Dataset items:
+ + +

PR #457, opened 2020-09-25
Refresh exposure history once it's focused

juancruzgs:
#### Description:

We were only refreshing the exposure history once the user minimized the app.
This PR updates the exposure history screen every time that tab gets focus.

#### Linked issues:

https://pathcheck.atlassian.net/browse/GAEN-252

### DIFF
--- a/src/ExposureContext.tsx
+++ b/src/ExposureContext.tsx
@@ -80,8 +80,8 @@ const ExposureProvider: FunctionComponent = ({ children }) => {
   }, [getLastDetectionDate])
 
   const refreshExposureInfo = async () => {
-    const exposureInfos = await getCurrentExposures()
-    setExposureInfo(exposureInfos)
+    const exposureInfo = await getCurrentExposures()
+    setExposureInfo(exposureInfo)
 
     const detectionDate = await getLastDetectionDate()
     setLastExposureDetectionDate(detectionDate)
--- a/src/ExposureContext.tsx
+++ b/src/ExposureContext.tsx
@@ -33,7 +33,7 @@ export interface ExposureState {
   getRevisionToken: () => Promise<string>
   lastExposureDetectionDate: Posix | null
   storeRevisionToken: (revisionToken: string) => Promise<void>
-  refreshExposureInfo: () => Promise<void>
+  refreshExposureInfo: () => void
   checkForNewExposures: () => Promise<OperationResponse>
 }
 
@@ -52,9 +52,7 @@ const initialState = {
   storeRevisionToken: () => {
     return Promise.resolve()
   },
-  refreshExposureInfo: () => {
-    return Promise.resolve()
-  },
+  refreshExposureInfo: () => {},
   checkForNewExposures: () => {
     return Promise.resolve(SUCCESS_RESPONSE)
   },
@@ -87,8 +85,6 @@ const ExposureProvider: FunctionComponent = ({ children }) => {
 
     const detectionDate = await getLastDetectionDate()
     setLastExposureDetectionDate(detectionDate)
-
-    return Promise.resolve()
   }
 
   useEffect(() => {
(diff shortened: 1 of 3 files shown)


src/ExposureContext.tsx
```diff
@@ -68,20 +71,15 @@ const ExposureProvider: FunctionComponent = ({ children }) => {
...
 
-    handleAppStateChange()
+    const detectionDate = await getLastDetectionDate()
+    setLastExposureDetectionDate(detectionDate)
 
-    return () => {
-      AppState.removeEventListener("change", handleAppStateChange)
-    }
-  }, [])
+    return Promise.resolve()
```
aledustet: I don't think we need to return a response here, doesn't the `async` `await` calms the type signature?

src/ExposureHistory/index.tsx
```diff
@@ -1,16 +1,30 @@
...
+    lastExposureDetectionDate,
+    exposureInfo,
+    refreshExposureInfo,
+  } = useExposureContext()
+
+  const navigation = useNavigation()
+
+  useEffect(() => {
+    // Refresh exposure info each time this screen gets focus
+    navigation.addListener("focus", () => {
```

+ + +

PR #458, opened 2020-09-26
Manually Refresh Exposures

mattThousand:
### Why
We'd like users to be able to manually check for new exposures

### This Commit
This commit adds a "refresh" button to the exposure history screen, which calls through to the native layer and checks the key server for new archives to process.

+ + +

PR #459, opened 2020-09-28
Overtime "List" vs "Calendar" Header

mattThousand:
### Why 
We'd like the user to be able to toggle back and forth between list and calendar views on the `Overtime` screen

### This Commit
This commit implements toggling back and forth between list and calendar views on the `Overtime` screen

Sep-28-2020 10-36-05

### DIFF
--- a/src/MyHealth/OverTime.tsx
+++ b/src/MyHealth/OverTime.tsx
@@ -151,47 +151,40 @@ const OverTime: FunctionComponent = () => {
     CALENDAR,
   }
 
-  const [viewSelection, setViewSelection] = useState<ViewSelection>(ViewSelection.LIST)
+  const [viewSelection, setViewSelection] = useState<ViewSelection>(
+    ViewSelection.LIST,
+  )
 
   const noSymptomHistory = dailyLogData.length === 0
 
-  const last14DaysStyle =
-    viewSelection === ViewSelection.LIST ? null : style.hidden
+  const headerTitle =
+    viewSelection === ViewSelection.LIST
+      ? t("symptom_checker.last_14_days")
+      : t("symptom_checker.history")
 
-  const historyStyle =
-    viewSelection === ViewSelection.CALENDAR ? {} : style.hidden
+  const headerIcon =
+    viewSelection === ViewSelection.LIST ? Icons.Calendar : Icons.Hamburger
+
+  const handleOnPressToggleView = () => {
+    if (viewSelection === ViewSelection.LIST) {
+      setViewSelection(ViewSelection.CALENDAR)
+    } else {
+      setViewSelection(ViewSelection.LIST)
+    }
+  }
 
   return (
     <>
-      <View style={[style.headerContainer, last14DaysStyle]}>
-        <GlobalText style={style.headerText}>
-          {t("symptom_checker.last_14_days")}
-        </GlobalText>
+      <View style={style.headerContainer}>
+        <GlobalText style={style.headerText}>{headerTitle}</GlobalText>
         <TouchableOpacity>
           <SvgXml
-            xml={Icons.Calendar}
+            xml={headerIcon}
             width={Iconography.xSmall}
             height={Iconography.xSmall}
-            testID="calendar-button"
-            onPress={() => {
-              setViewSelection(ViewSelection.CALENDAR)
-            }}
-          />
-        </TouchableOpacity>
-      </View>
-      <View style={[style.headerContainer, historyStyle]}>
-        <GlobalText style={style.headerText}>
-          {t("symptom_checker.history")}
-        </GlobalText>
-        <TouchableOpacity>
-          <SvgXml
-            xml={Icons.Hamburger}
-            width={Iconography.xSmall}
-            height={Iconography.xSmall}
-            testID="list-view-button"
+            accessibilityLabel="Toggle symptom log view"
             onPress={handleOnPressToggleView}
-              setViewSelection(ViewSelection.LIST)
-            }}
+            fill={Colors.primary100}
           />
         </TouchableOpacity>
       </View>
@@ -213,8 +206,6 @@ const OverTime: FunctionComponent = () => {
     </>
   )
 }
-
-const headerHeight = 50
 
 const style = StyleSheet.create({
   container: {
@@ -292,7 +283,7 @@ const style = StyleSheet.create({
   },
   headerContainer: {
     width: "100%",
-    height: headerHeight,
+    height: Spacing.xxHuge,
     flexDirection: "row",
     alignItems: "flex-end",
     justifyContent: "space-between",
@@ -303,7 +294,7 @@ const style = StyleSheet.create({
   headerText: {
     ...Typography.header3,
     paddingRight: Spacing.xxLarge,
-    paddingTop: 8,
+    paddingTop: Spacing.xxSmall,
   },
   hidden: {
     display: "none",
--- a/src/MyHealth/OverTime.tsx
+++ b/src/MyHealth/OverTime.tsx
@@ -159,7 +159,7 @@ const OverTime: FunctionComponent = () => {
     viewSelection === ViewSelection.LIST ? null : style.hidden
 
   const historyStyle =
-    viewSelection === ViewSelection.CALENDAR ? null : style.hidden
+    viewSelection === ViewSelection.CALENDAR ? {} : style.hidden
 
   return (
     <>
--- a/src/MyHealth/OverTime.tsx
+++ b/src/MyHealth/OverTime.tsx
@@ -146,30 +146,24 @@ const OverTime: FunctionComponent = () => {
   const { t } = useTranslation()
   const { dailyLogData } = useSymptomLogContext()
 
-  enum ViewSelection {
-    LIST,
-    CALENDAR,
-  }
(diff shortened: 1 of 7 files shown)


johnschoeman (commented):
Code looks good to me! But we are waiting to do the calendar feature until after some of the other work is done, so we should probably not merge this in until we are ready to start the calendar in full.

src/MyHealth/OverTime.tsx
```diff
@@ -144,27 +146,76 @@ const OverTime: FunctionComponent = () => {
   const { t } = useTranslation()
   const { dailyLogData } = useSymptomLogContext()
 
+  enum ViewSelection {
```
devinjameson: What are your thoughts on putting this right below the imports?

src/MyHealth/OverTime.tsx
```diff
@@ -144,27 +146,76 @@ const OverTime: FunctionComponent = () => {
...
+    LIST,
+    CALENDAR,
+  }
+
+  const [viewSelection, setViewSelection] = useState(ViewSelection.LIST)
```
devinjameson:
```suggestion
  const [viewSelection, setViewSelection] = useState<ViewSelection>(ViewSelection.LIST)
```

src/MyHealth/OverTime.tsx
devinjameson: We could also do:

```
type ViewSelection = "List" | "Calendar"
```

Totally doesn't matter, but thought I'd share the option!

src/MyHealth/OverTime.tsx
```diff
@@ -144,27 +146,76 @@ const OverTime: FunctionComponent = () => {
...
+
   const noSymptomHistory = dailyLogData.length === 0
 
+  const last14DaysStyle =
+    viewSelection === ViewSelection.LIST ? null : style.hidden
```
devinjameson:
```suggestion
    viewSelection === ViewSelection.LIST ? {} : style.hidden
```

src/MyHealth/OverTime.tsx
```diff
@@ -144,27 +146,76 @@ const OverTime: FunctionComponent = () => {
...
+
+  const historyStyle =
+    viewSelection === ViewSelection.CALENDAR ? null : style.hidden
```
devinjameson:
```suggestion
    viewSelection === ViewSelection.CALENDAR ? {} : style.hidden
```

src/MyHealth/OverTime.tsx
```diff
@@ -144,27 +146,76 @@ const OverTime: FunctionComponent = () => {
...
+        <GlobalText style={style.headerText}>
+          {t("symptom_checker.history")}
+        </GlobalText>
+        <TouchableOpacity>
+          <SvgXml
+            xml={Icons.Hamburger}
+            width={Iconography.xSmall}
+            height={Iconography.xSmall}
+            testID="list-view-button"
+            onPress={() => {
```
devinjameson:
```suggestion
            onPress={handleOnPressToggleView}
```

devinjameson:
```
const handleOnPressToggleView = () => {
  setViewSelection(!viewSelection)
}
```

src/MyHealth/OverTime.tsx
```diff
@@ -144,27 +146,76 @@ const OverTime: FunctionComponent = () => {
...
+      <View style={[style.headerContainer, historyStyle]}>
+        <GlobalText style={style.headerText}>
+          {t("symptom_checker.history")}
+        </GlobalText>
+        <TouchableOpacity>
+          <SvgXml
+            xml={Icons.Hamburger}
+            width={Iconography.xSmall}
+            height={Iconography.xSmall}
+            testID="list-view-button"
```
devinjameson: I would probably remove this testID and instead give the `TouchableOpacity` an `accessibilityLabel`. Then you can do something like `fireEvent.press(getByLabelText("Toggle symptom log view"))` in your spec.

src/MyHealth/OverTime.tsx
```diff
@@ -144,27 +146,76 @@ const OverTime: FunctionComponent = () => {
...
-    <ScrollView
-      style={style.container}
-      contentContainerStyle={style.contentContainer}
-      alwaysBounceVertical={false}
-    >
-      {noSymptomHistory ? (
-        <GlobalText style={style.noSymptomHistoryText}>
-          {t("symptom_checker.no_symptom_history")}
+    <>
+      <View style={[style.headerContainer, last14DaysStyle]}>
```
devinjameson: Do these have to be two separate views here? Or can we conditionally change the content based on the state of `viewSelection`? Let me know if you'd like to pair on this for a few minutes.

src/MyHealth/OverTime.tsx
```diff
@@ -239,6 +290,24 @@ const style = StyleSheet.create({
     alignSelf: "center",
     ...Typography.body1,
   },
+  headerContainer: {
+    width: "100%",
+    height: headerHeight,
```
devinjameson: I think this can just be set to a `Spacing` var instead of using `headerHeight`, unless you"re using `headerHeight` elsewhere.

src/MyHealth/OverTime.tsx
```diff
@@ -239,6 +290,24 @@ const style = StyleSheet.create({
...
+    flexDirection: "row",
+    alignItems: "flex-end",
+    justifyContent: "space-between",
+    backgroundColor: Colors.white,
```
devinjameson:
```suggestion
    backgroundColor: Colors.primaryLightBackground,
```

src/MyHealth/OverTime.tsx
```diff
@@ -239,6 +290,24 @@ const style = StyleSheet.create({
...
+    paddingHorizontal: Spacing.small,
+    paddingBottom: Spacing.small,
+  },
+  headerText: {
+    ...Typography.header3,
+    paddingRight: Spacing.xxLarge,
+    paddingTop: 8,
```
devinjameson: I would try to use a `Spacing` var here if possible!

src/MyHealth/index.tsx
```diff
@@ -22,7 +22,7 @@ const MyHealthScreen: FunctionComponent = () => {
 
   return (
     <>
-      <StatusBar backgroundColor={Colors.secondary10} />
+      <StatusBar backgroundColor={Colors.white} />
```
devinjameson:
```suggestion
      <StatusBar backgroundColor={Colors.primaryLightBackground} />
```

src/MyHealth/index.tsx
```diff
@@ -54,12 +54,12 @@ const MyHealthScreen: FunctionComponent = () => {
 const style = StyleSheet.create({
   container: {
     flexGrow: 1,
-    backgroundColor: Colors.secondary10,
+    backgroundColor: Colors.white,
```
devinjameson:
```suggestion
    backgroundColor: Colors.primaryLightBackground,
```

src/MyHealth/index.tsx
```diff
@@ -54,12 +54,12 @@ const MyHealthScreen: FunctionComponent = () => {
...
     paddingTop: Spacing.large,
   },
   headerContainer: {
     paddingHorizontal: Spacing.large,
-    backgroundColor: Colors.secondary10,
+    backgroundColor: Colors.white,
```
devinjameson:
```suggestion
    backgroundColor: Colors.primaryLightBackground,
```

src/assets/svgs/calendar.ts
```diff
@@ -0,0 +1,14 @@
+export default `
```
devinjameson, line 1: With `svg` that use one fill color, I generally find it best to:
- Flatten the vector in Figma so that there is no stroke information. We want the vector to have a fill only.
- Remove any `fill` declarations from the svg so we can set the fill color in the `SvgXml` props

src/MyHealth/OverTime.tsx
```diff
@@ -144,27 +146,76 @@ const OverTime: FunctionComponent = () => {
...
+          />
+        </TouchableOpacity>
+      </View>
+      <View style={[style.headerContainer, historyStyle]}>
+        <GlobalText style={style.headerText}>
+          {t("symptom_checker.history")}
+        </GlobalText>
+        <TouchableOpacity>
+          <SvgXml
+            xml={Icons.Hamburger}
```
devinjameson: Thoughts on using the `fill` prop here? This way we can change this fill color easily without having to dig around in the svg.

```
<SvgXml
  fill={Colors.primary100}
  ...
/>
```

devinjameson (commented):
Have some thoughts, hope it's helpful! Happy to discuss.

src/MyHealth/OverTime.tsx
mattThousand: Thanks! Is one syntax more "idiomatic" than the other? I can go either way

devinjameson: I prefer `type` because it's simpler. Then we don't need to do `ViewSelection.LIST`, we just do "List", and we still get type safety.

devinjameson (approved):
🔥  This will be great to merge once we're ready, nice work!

+ + +

Retype only this portion of the data above: the line containing "PR #457, opened 2020-09-25", the line containing "exposureInfos = await getCurrentExposures()", and all lines between them, exactly.

Response box –
PR #457, opened 2020-09-25
Refresh exposure history once it's focused

juancruzgs:
#### Description:

We were only refreshing the exposure history once the user minimized the app.
This PR updates the exposure history screen every time that tab gets focus.

#### Linked issues:

https://pathcheck.atlassian.net/browse/GAEN-252

### DIFF
--- a/src/ExposureContext.tsx
+++ b/src/ExposureContext.tsx
@@ -80,8 +80,8 @@ const ExposureProvider: FunctionComponent = ({ children }) => {
   }, [getLastDetectionDate])
 
   const refreshExposureInfo = async () => {
-    const exposureInfos = await getCurrentExposures()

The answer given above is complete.